嬉皮笑脸那人见状,脸色瞬间僵住,似乎也意识到了什么。
“回大当家,虎头寨的规矩,一不许作奸犯科,二不许打家劫舍,三不许……三不许……”
他一改方才的混不吝样,惶恐不已,结结巴巴地不敢再说。
“没用的东西。”陆无砚手腕轻翻,软剑划过空气,带起清脆的铮鸣声。他扬起唇角,笑的讥诮,神色愈发薄凉。
“你说呢,二当家?”他冷不防把话题转到宋野身上,面上骤然闪过一抹狠戾。
真生气了。
微祈宁暗自咋摸着,竖起耳朵听下文的同时,心理不忘替宋野点上一根蜡。
“三,不许强迫妇女,”宋野回应的铿锵,言语间半分不见慌乱,他停顿了下,头微微一偏,冲不远处递了个眼神,“若有违背者,格杀毋论……”
正欲往下说,便被陆无砚手起剑落打断。
剑影如游龙般在空中划过优美的弧线。
只听破风声尖啸,下一秒,银色的光刃已经落在他颈间。
欲意自然不必多说。
“有你同伙?”
陆无砚拖着腔,不紧不慢地问道,话音轻飘飘的落下,却让人背后无故起凉风。
宋野表情微微一变。
不止宋野,其余所有土匪见此情形全都变了脸色,仿佛和方才对陆无砚嘻嘻哈哈调笑的不是一波人。
相比起来,后面的士兵倒显得镇静许多。
微祈宁疑心突起,但又很快自洽。
许是陆无砚在军营里的乖张恣睢形象早已深入人心。毕竟每次见他,不是杀人,就是在去杀人的路上。
甚至连他们二人第一次见面时,他还没拭净手上的血。
可还有一个地方解释不通,他在军营时性情都如此,在山寨里又怎会允许有人放肆至此?
想到此,她不由多看了他一眼。
陆无砚并没有朝这边看,而是压着眼皮,居高临下俯视地上那人。
一贯面对蝼蚁的眼神。
他眉梢轻轻一抬,带些讥诮:“格杀勿论?如此说来,这份规矩倒是徒有空言了。”
说完,他停顿了下,喉结上下滚动,又冷不丁来开口:“阿宁,过来。”
没有人应答。
直到男人不耐烦的皱起眉头,微祈宁才后知后觉意识到是在叫她。
平日里都是沈拓套近乎时这么唤她,陆无砚还是第一次。
只是沈拓每次唤她都是裹着怅惘与忧思的,像是深深吸了一口气含着吐出“阿”字,然后再慢慢过渡到“宁”上,声音会随着气息流动越来越低,但从头到尾都很流畅。

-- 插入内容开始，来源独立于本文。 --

PR #466, opened 2025-04-14
fix: publish diagnostic_agg using a timer, not wall_timer

MrBlenny:
Similar to https://github.com/ros/diagnostics/pull/458

diagnostics_agg should be published using a `timer` rather than `wall_timer` so it respects `use_sim_time`


ct2034 (approved):

redvinaa:
This doesn't solve the problem, because in the aggregator all status items create their own default clock.
https://github.com/ros/diagnostics/blob/61211e6cd8d88034ce3ee620eb67757b082d989f/diagnostic_aggregator/src/status_item.cpp#L49

ct2034:
@MrBlenny can you please open an issue, describe the problem you want to fix and how to reproduce it.

ct2034 (changes requested):
see comments above

PR #504, opened 2025-05-19
Update CMake requirements

mosfet80:
Cmake 3.5 is deprecaded.
Need to update requirements

Ros humble (oldest supported ros2) require cmake 3.20 and Cxx17.


ct2034:
#510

像这种一字一顿咬牙切齿的语气还从来没有过,乍一听陌生得很。
她眨眨眼,眼神重新聚焦到男人身上。
“怎么了?”
陆无砚不语,指尖轻扣剑柄示意。
这是什么意思?
他手累了让她拿着?还是这剑很沉耽误他耍帅了?
微祈宁目光划过不解,轻抿了下唇,不确定自己是否会错了意。
思忖片刻,她往前走了两步,皓腕犹豫地探过去。
陆无砚眉头展开,有一个递的动作。
男人瘦削的手骨节分明,青筋清晰可见,因常年打仗需要握兵器,指尖和掌心锻炼出一层厚茧,摸上去有些粗砺。

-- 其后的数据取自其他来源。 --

PR #506, opened 2025-05-23
Feature/report stale if one stale

Timple:
Going from:
> Report stale as errors unless all stale

to:
> If one STALE and no ERROR, report STALE

As a bonus, the message that caused the degradation of the diagnostics is added to the toplevel state. This is useful for reporting mechanisms such as error logs.

### DIFF
--- a/diagnostic_aggregator/src/aggregator.cpp
+++ b/diagnostic_aggregator/src/aggregator.cpp
@@ -217,6 +217,8 @@ void Aggregator::publishData()
   diag_toplevel_state.level = DiagnosticStatus::STALE;
   int max_level = -1;
   int min_level = 255;
+  int non_ok_status_depth = 0;
+  std::shared_ptr<DiagnosticStatus> msg_to_report;
 
   std::vector<std::shared_ptr<DiagnosticStatus>> processed;
   {
@@ -225,26 +227,56 @@ void Aggregator::publishData()
   }
   for (const auto & msg : processed) {
     diag_array.status.push_back(*msg);
+    const auto depth = std::count(msg->name.begin(), msg->name.end(), '/');
 
     if (msg->level > max_level) {
       max_level = msg->level;
+      non_ok_status_depth = depth;
+      msg_to_report = msg;
+    }
+    if (msg->level == max_level && depth > non_ok_status_depth) {
+      // On non okay diagnostics also copy the deepest message to toplevel state
+      non_ok_status_depth = depth;
+      msg_to_report = msg;
     }
     if (msg->level < min_level) {
       min_level = msg->level;
     }
+  }
+  // When a non-ok item was found, copy the complete status message once
+  if (max_level > DiagnosticStatus::OK) {
+    diag_toplevel_state.name = msg_to_report->name;
+    diag_toplevel_state.message = msg_to_report->message;
+    diag_toplevel_state.hardware_id = msg_to_report->hardware_id;
+    diag_toplevel_state.values = msg_to_report->values;
   }
 
   std::vector<std::shared_ptr<DiagnosticStatus>> processed_other =
     other_analyzer_->report();
   for (const auto & msg : processed_other) {
     diag_array.status.push_back(*msg);
+    const auto depth = std::count(msg->name.begin(), msg->name.end(), '/');
 
     if (msg->level > max_level) {
       max_level = msg->level;
+      non_ok_status_depth = depth;
+      msg_to_report = msg;
+    }
+    if (msg->level == max_level && depth > non_ok_status_depth) {
+      // On non okay diagnostics also copy the deepest message to toplevel state
+      non_ok_status_depth = depth;
+      msg_to_report = msg;
     }
     if (msg->level < min_level) {
       min_level = msg->level;
     }
+  }
+  // When a non-ok item was found, copy the complete status message once
+  if (max_level > DiagnosticStatus::OK) {
+    diag_toplevel_state.name = msg_to_report->name;
+    diag_toplevel_state.message = msg_to_report->message;
+    diag_toplevel_state.hardware_id = msg_to_report->hardware_id;
+    diag_toplevel_state.values = msg_to_report->values;
   }
 
   diag_array.header.stamp = clock_->now();
--- a/diagnostic_aggregator/src/aggregator.cpp
+++ b/diagnostic_aggregator/src/aggregator.cpp
@@ -216,7 +216,7 @@ void Aggregator::publishData()
   diag_toplevel_state.name = "toplevel_state";
   diag_toplevel_state.level = DiagnosticStatus::STALE;
   int max_level = -1;
-  int8_t max_level_without_stale = 0;
+  uint8_t max_level_without_stale = 0;
   int non_ok_status_depth = 0;
   std::shared_ptr<DiagnosticStatus> msg_to_report;
 
@@ -246,15 +246,7 @@ void Aggregator::publishData()
       max_level_without_stale = msg->level;
     }
   }
-  // When a non-ok item was found, copy the complete status message once
-  if (max_level > DiagnosticStatus::OK) {
-    diag_toplevel_state.name = msg_to_report->name;
-    diag_toplevel_state.message = msg_to_report->message;
-    diag_toplevel_state.hardware_id = msg_to_report->hardware_id;
-    diag_toplevel_state.values = msg_to_report->values;
-  }
 
-  non_ok_status_depth = 0;
   std::vector<std::shared_ptr<DiagnosticStatus>> processed_other =
     other_analyzer_->report();
   for (const auto & msg : processed_other) {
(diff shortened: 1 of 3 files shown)


Timple:
Rebased as build failed on https://github.com/ros/diagnostics/pull/507

Timple:
Any objections here?

We think it makes more sense to report STALE as summary. Because now you can have an ERROR without any actual ERROR states.

Timple:
If there are any reasons not to do this, we'd also like to hear. Or should this pass an MPC or something?

Timple:
Almost a year...

Can someone point us at someone who can shine a light if this is desired or undesired?

peci1:
I haven't gone through the logic of the implementation, but from a high-level point, I agree with this direction (I'm not a maintainer here, though).

diagnostic_aggregator/src/aggregator.cpp
```diff
@@ -225,39 +227,78 @@ void Aggregator::publishData()
...
 
   diag_array.header.stamp = clock_->now();
   agg_pub_->publish(diag_array);
 
-  diag_toplevel_state.level = max_level;
-  if (max_level < 0 ||
-    (max_level > DiagnosticStatus::ERROR && min_level <= DiagnosticStatus::ERROR))
+  if (
+    max_level == diagnostic_msgs::msg::DiagnosticStatus::STALE &&
+    max_level_without_stale < diagnostic_msgs::msg::DiagnosticStatus::ERROR)
```
mfaferek93: when no node has reported anything yet, `max_level` stays at `-1`, the new condition `max_level == STALE && ...` is false, and the `else` assigns `max_level_without_stale = 0 (OK)`, so a freshly-started aggregator with a dead pipeline publishes a green toplevel. The old code defended against this with `if (max_level < 0) level = ERROR;` - that guard is gone here.

diagnostic_aggregator/src/aggregator.cpp
```diff
@@ -225,39 +227,78 @@ void Aggregator::publishData()
...
+    if (
+      msg->level > max_level_without_stale &&
+      msg->level != diagnostic_msgs::msg::DiagnosticStatus::STALE)
+    {
+      max_level_without_stale = msg->level;
+    }
+  }
+  // When a non-ok item was found, copy the complete status message once
+  if (max_level > DiagnosticStatus::OK) {
+    diag_toplevel_state.name = msg_to_report->name;
```
mfaferek93: IMHO this silently breaks `diagnostic_remote_logging`. Its influxdb_connector.cpp https://github.com/ros/diagnostics/blob/ros2/diagnostic_remote_logging/src/influxdb_connector.cpp#L100 subscribes to `/diagnostics_toplevel_state` and uses `status.name` (via `splitName`) as the InfluxDB measurement name. Before this PR it was always `toplevel_state`. After this PR, on any degradation, the measurement renames to whatever analyzer is deepest (`Cell3`, `GPS`, etc.) and any dashboard keyed on `toplevel_state` loses its data.

mfaferek93: potential clean fix: keep `name = "toplevel_state"` stable and surface the offender via `message = msg_to_report->name + ": " + msg_to_report->message` (plus `hardware_id` and `values`). No consumer breaks.

diagnostic_aggregator/src/aggregator.cpp
```diff
@@ -225,39 +227,78 @@ void Aggregator::publishData()
...
-  if (max_level < 0 ||
-    (max_level > DiagnosticStatus::ERROR && min_level <= DiagnosticStatus::ERROR))
+  if (
+    max_level == diagnostic_msgs::msg::DiagnosticStatus::STALE &&
+    max_level_without_stale < diagnostic_msgs::msg::DiagnosticStatus::ERROR)
   {
-    // Top level is error if we got no diagnostic level or
-    // have stale items but not all are stale
-    diag_toplevel_state.level = DiagnosticStatus::ERROR;
+    diag_toplevel_state.level = diagnostic_msgs::msg::DiagnosticStatus::STALE;
```
mfaferek93: 1 corner case worth a sanity check. Concrete scenario: battery node reports `WARN` (low voltage), a USB camera drops at the same time and its node goes `STALE` after the watchdog timeout. Today the operator sees a single rollup on `/diagnostics_toplevel_state` and acts on it.

with this PR: `max_level = 3 (STALE)`, `max_level_without_stale = 1 (WARN)`, predicate `3 == STALE && 1 < ERROR` is true -> toplevel reports `STALE`. The battery WARN disappears. STALE reads like "camera reconnect, will resolve itself" and the live warning gets dismissed.

the old code reported `ERROR` here (`max_level > ERROR && min_level <= ERROR`). Also lossy, but at least it forced the operator to look deeper. Swapping it for `STALE` is a UX regression for that combination.

Potential fix:
```cpp
if (max_level_without_stale > DiagnosticStatus::OK) {
  level = max_level_without_stale;          // WARN/ERROR always beats STALE
} else if (max_level == DiagnosticStatus::STALE) {
  level = DiagnosticStatus::STALE;
} else if (max_level < 0) {
  level = DiagnosticStatus::STALE;          // empty input
} else {
  level = DiagnosticStatus::OK;
}
```

diagnostic_aggregator/src/aggregator.cpp
```diff
@@ -225,39 +227,78 @@ void Aggregator::publishData()
...
+  }
+  // When a non-ok item was found, copy the complete status message once
+  if (max_level > DiagnosticStatus::OK) {
+    diag_toplevel_state.name = msg_to_report->name;
+    diag_toplevel_state.message = msg_to_report->message;
+    diag_toplevel_state.hardware_id = msg_to_report->hardware_id;
+    diag_toplevel_state.values = msg_to_report->values;
   }
 
+  non_ok_status_depth = 0;
```
mfaferek93: The reset zeroes `non_ok_status_depth` but `msg_to_report` is kept from loop 1, so any non-OK message in `processed_other` at depth >= 1 will overwrite a deeper pick from `processed` (because `depth > 0` is trivially true after the reset), right?

diagnostic_aggregator/src/aggregator.cpp
```diff
@@ -216,7 +216,9 @@ void Aggregator::publishData()
   diag_toplevel_state.name = "toplevel_state";
   diag_toplevel_state.level = DiagnosticStatus::STALE;
   int max_level = -1;
-  int min_level = 255;
+  int8_t max_level_without_stale = 0;
```
mfaferek93: `max_level_without_stale` is `int8_t` here and `unsigned char` in `analyzer_group.cpp:295`. `DiagnosticStatus::level` is `int8` in the IDL, so `int8_t` is the canonical choice. Worth unifying :)

Timple:
Valid comments. Thank you for the review.

I managed to dispute none and to address them all :slightly_smiling_face:

diagnostic_aggregator/src/aggregator.cpp
Timple: Moved to this logic:
WARN/ERROR always beats STALE; if only STALE present, report STALE

diagnostic_aggregator/src/aggregator.cpp
Timple: This feature is backported from ROS1, there was no influxdb :smile: 
But name is reverted back to always report 'toplevel_state'.

mfaferek93 (approved):
LGTM!

ct2034:
Thanks for the review @mfaferek93 ! I agree with it and as far as I can follow it, the logic makes sense to me.
Is there a chance we could get an opinion from @asymingt ? (who developed this in https://github.com/ros/diagnostics/pull/315)

diagnostic_aggregator/test/test_discard_behavior.py
```diff
@@ -135,7 +135,7 @@
         foo_status=None,
         bar_discard=False,
         bar_status=None,
-        agg_expected=DiagnosticStatus.ERROR,  # <-- This is the case we are testing for.
+        agg_expected=DiagnosticStatus.STALE,  # <-- This is the case we are testing for.
         # if one of the children is *not* marked discard_stale := true and
         # there are no statuses, then the parent should roll up to ERROR.
```
ct2034:
```suggestion
        # there are no statuses, then the parent should roll up to STALE.
```

ct2034 (approved):
please fix this one comment

ct2034:
I made some more tests. ;-)
Could you please merge https://github.com/ros/diagnostics/tree/feature/report-stale-if-one-stale into your branch.
There is one test that is failing for me locally, and I would be interested in your opinion.

ct2034:
> I made some more tests. ;-) Could you please merge https://github.com/ros/diagnostics/tree/feature/report-stale-if-one-stale into your branch. There is one test that is failing for me locally, and I would be interested in your opinion.

Nvm, I think figured the test out. The case was wrong. But please still include them here @Timple.

ct2034:
Merged in #593

Timple:
I see I was too late. Thanks for merging.

Not sure about the backports though. It's a breaking change so not sure who would be affected in what way.

ct2034:
Nvm, it worked out.
I am always in favour of backports to keep the codebase consistent. And especially this case I would primarily treat as a bug, because the old behaviour seemed to not make sense to anyone.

两人的手短暂接触又分开,一瞬间,微祈宁心头轻轻咯噔了下。
太凉了,无论是剑柄还是手。
即便是三伏天的夜晚,凉风中和了白日的燥热,正是宜人的时候,那双手还是像冰似的凉。
真奇怪。
“杀了他。”剑渡过去的瞬间,陆无砚如幽灵般附身低语。